1. Carefully manage biospecimen accountability, chain of custody and quality.
2. Utilize software tools such as Labmatrix or related biospecimen management system to track biospecimens, identify discrepancies, verify and document consent and ensure compliant utilization of biospecimens by following written procedures.
3. Follow up and resolve discrepancies through communication with study team, sites or CROs/vendors within specified timeframes.
4. Provide regular reports and summaries of biospecimen tracking activity.
Bachelor s Degree preferably in the life sciences with 2-4 years clinical trial biospecimen management experience in a clinical/diagnostic laboratory or pharmaceutical/biotechnology R&D environment.
1. Ability to follow good clinical practices (GCP), standard operating procedures (SOPs) and working procedures (WPs).
2. Demonstrated understanding of basic principles in clinical research and biospecimen processing procedures involving blood and tumor biopsies.
3. Experience in working with clinical trial protocols and informed consent.
4. Detailed knowledge and experience in case report forms, EDC listings, central laboratories databases and query resolution
5. Awareness of global biobanking issues; basic experience in working in organizations adhering to quality standards.

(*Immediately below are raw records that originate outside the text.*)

PR #2413, opened 2026-08-20
Arguments validation/docs: fix release note + spec

avilches:
### Summary

The arguments validation docs were written before the last of the seven PRs landed, so parts of them no longer describe what the code does. Documentation only: the release note, the spec, and one SDK docstring. Everything below was verified by running it against a deployed gateway or by executing the code.

### Details and comments

Two errors in the release note, which matters because it shipped with 0.35.0. It promised the error body jsonschema used to build, but #2383 composes its own, so the real one is `{"message": "'type' validation failed, schema requires 'integer': rejected value 'wrong-type'", "path": ["shots"]}`. It also declared the field as `Optional[Dict[str, Any]]` where it is `Optional[Union[Dict[str, Any], bool]]`, and the boolean half matters since `false` rejects every instance.

Three gaps in the spec. It said messages are jsonschema's own, when `_validation_message` builds them inside the child and caps each quoted value at 150 characters. It never mentioned `format`, which is asserted for six values and ignored for everything else, so `format: "email"` rejects a bad value while `format: "uri"` accepts one silently. And it presented the memory figures as general when they were measured at two workers, while the worst case is the margin times workers times threads.

Three behaviours that were correct but unwritten, each reachable by a caller: `/validate_arguments` also skips the Fleets Code Engine project check, not just `disabled`; a function with no schema answers `200 {"valid": true}` to anything, non-JSON included; and blank `arguments` is the one `400` here with no `path`, because DRF rejects it in the serializer.

The SDK docstring now warns that the schema is matched against the arguments as the SDK encodes them, so a `QuantumCircuit` is an object with `__type__` and `__value__` and describing it as `{"type": "array"}` rejects every legitimate call.

Left out on purpose: the chart README does not list the two `argumentsSchema*` values, but its table covers only two of the eight `application.limits` keys, so completing it is a separate chore. Both already have detailed comments in `values.yaml`.

### DIFF
--- a/releasenotes/notes/0.35.0/arguments-validation-5b7701bd6f304c2f.yaml
+++ b/releasenotes/notes/0.35.0/arguments-validation-5b7701bd6f304c2f.yaml
@@ -20,9 +20,13 @@ features:
         runnable = client.upload(function)
 
     From then on, running that function with arguments that do not match the schema is rejected with a ``400`` before
-    the job is created, so no job is queued and no partial rows are left behind. The error names the offending field::
+    the job is created, so no job is queued and no partial rows are left behind. The error names the keyword that
+    failed, what the schema asked for, and the value that was rejected, and ``path`` points at the offending field::
 
-        {"message": "'wrong-type' is not of type 'integer'", "path": ["shots"]}
+        {
+          "message": "'type' validation failed, schema requires 'integer': rejected value 'wrong-type'",
+          "path": ["shots"]
+        }
 
     The feature is opt-in and backwards compatible: functions without a schema are never validated.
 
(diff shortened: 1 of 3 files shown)


releasenotes/notes/0.35.0/arguments-validation-5b7701bd6f304c2f.yaml
```diff
@@ -31,6 +35,20 @@ features:
...
+    with ``{"type": "array"}`` therefore rejects every legitimate call. The advice is to constrain the plain arguments
+    (counts, names, options, flags) and to check only the ``__type__`` tag of the Qiskit ones.
+
+    Second, a declared schema brings size limits with it: the schema itself may be at most 64 KB and is turned down at
+    upload time when it is larger, may not nest deeper than 64 levels or hold more than 200 subschemas, and the encoded
+    arguments of a function that declares a schema may be at most 1 MB. Evaluating a schema is also bounded in CPU time
+    and memory, so a schema that is too expensive to evaluate comes back as a ``400`` naming the limit it hit rather
+    than as a server error. Functions without a schema are unaffected by all of this.
+
+    Both are written up in full in ``specs/ARGUMENTS_VALIDATION.md``.
```
avilches:
```suggestion
```

ElePT (approved):
LGTM. The deployed release notes in github pages should update automatically, and we can also update the wording manually in the github release page.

6. Experience with Labmatrix, GSS or related sample management system is a plus.
7. Knowledge of at least one data management system experience with SAS data sets and conversion procedures is a plus.
8. Knowledge of MS Office program suite required.
9. Intermediate-level Excel is a plus.
10. Professional inter-personal skills and excellent oral/written communication.
11. Leadership skills in conflict management, facilitation and negotiation a plus.